The market has been at the forefront of a whirlwind of headlines these past few weeks. An Evergrande collapse knock-on effect seems relatively blown out of proportion for now. But worries over fuel shortages and a turkey-less Christmas are still getting airtime.
After BP warned its lack of lorry drivers could be a problem at pumps across the UK, panic fuel buying ensued this weekend.
The Petrol Retailers Association (PRA) claimed nearly 66% of its 5,500 stations ran dry on Sunday.
Insufficient meat’s a growing concern too. Nando’s doesn’t have enough chicken, and now there may not be enough turkey to go around this Christmas.
Earlier this year, Wetherspoon spoke of not having enough lorry drivers to haul drinks to its pubs.
That’s also a problem for AG Barr who, on top of transport issues, is also facing mounting challenges in accessing a key ingredient - CO2. Without it, profit for the remainder of the year could end up a bit flat.
Investors will be curious as to whether both firms have been able to sustain digital demand after bricks-and-mortar shopping resumed earlier this year.
Boohoo’s also been desperate to find ways to impress investors, after a messy few years leading to a reputation about as tarnished as the seams on its 99p dresses.
In an effort to prove the firm’s improved factory conditions, Boohoo opened up doors at a number of its UK manufacturing sites to prove it’s gone from talking the talk to walking the walk.
But, given the firm’s struggling share price over the past few years, it’s likely going to take a lot more than running a few facility tours to get investors back onside.
In terms of companies, some of the biggest names reporting earnings are:
Tuesday 28 September
Wednesday 29 September
Thursday 30 September
Friday 1 October
It’s important to highlight that this is just a look ahead, not a suggestion or recommendation that you buy or sell any of the securities mentioned.
Remember that everyone has their own goals and unique financial circumstances.
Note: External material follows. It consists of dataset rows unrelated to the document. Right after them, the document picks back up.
PR #617, opened 2017-01-02
Unsigned integer types form a commutative Rig.

denisrosset:
For some reason, this was missing.

The test coverage should be more complete for those types (modulo the redundancy in UnsignedTest)


tixxit:
👍

PR #618, opened 2017-01-02
DivisionRing and Quaternion made lawful.

denisrosset:
Added a DivisionRing typeclass.

Converted Quaternion to DivisionRing; split the Quaternion instances into one requiring only a signed Field scalar, and another richer that include roots but requires a NRoot/Trig scalar.

Added tests using the Quaternion[Rational] type.

Note: I changed some `IsReal` implicits into `Order` / `Signed` to be more relaxed in the requirements. This change will be complete in a future PR.

### DIFF
--- a/core/shared/src/main/scala/spire/algebra/DivisionRing.scala
+++ b/core/shared/src/main/scala/spire/algebra/DivisionRing.scala
@@ -1,0 +1,50 @@
+package spire
+package algebra
+
+import java.lang.Double.{ isInfinite, isNaN, doubleToLongBits }
+import java.lang.Long.{ numberOfTrailingZeros }
+
+trait DivisionRing[@sp(Byte, Short, Int, Long, Float, Double) A] extends Any with Ring[A] with MultiplicativeGroup[A] { self =>
+
+  def fromDouble(a: Double): A = DivisionRing.fromDouble[A](a)(self, self)
+}
+
+
+object DivisionRing {
+
+  @inline final def apply[A](implicit f: DivisionRing[A]): DivisionRing[A] = f
+
+  // TODO: use instead algebra Ring.fromDouble, if PR algebra/#190 is accepted
+  /**
+    * This is implemented in terms of basic ops. However, this is
+    * probably significantly less efficient than can be done with a specific
+    * type. So, it is recommended to specialize this general method.
+    *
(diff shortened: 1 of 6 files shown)


denisrosset:
Note: the codecov/patch failure is related to the fromDouble code duplication, which will come later from algebra `Ring.defaultFromDouble`.

core/shared/src/main/scala/spire/algebra/DivisionRing.scala
```diff
@@ -0,0 +1,50 @@
...
+
+  def fromDouble(a: Double): A = DivisionRing.fromDouble[A](a)(self, self)
+}
+
+
+object DivisionRing {
+
+  @inline final def apply[A](implicit f: DivisionRing[A]): DivisionRing[A] = f
+
+  // TODO: use instead algebra Ring.fromDouble, if PR algebra/#190 is accepted
```
tixxit: This was merged! Can we delete this and use the one from here now? https://github.com/typelevel/algebra/pull/190

core/shared/src/main/scala/spire/math/Quaternion.scala
```diff
@@ -50,33 +44,47 @@ private[math] trait QuaternionAlgebra[A]
...
-    _gcd(a, b)
-  }
-   */
+
+  def timesl(a: A, q: Quaternion[A]): Quaternion[A] = q * a
+  def dot(x: Quaternion[A], y: Quaternion[A]): A = x.dot(y)
+
+}
+
+private[math] trait QuaternionOverRichField[A] extends QuaternionOverField[A]
```
tixxit: Nice split 👍

core/shared/src/main/scala/spire/algebra/DivisionRing.scala
denisrosset: typelevel/algebra#190 was merged but not published. Can Spire depend on snapshot versions of algebra?

denisrosset: Let's file an issue to keep track of this todo, and correct it later.

tixxit:
👍

denisrosset:
Thanks! I added an issue #622 to remind us the future code removal.

PR #619, opened 2017-01-02
Remove === and =!= methods (continuation of #527)

denisrosset:
Let's remove these `===` `=!=` misleading methods.


denisrosset:
I still kept the `===` and `=!=` shortcuts for the unsigned value classes, to avoid going through X method calls for a simple comparison.

To check: is the behavior of the default `==` (equals) correct when comparing a ULong and UInt for example?

denisrosset:
Closed as part of the umbrella issue.

PR #620, opened 2017-01-03
Added test for alias resolution.

denisrosset:
Checks that implicit resolution works across the Spire/Algebra/Cats boundaries.


tixxit:
👍

PR #84, opened 2015-06-01
Add support for Dependencies.add with dicts

campos-ddc:


malev:
What would be the usage of this?

PR #95, opened 2015-06-08
Update Python 2-style exception handling to 'as'

jni:
This fixes a syntax error in Python 3. I don't actually understand why I can't trigger it normally, but if I cd into the `specs` directory and import it:

```python
>>> import yaml_file as yf
Traceback (most recent call last):
  File "<stdin>", line 1, in <module>
  File "/Users/nuneziglesiasj/anaconda/envs/py3/lib/python3.4/site-packages/conda_env/specs/yaml_file.py", line 16
    except EnvironmentFileNotFound, e:
```

### DIFF
--- a/conda_env/specs/yaml_file.py
+++ b/conda_env/specs/yaml_file.py
@@ -13,7 +13,7 @@ class YamlFileSpec(object):
         try:
             self._environment = env.from_file(self.filename)
             return True
-        except EnvironmentFileNotFound, e:
+        except EnvironmentFileNotFound as e:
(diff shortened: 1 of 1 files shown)


tswicegood:
:+1: -- not sure why that wasn't triggered already. :-/

ccordoba12:
It was also mentioned in the public Anaconda mailing list that just doing

    conda info

also shows this error.

asmeurer:
This is breaking things. We need to push it out soon.

Issue #98, opened 2015-06-15
`conda env upload` scary error


malev:
when uploading an environment already uploaded conda-env displays an ugly error message:
```
An unexpected error has occurred, please consider sending the
following traceback to the conda GitHub issue tracker at:

    https://github.com/conda/conda/issues

Include the output of the command 'conda info' in your report.


Traceback (most recent call last):
  File "/Users/mvanetta/miniconda/bin/conda-env", line 6, in <module>
    exec(compile(open(__file__).read(), __file__, 'exec'))
  File "/Users/mvanetta/code/conda/conda-env/bin/conda-env", line 5, in <module>
    sys.exit(main())
  File "/Users/mvanetta/code/conda/conda-env/conda_env/cli/main.py", line 65, in main
    return args_func(args, parser)
  File "/Users/mvanetta/miniconda/lib/python2.7/site-packages/conda/cli/main.py", line 208, in args_func
    args.func(args, p)
  File "/Users/mvanetta/code/conda/conda-env/conda_env/cli/main_upload.py", line 108, in execute
    info = uploader.upload(args.force)
  File "/Users/mvanetta/code/conda/conda-env/conda_env/utils/uploader.py", line 86, in upload
    raise exceptions.AlreadyExist()
conda_env.exceptions.AlreadyExist: The environment path already exists
```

These, along with your tolerance for investment risk and time horizon, should inform the mix of assets in your portfolio.
Our resource hub for investing in the stock market might make that blend a bit clearer for you and our guide on how to invest in stocks is a great start for first-time investors. If you are still unsure of how to pick investments, speak to a qualified financial advisor.
AG Barr, the drinks maker behind Scotland’s favourite orange beverage, was off to a good start this year.
In July, the Irn-Bru and Rubicon firm announced it was expecting full-year profit to be ahead of pre-pandemic levels. AG Barr attributed a successful rebound to more “on the go” shoppers who were back out and about, grabbing a beverage en-route to work or a day out shopping.
The hospitality sector was also to thank, with restaurants reopening doors and stocking up on its soft drinks.
Profits for the first half of the year are expected to be £134m, an 18% increase from last year.
Though looking forward, AG Barr’s second half might fizz out.
As the UK continues to face a CO2 shortage, several suppliers have now shut down factories in an effort to cope with record-high natural gas costs.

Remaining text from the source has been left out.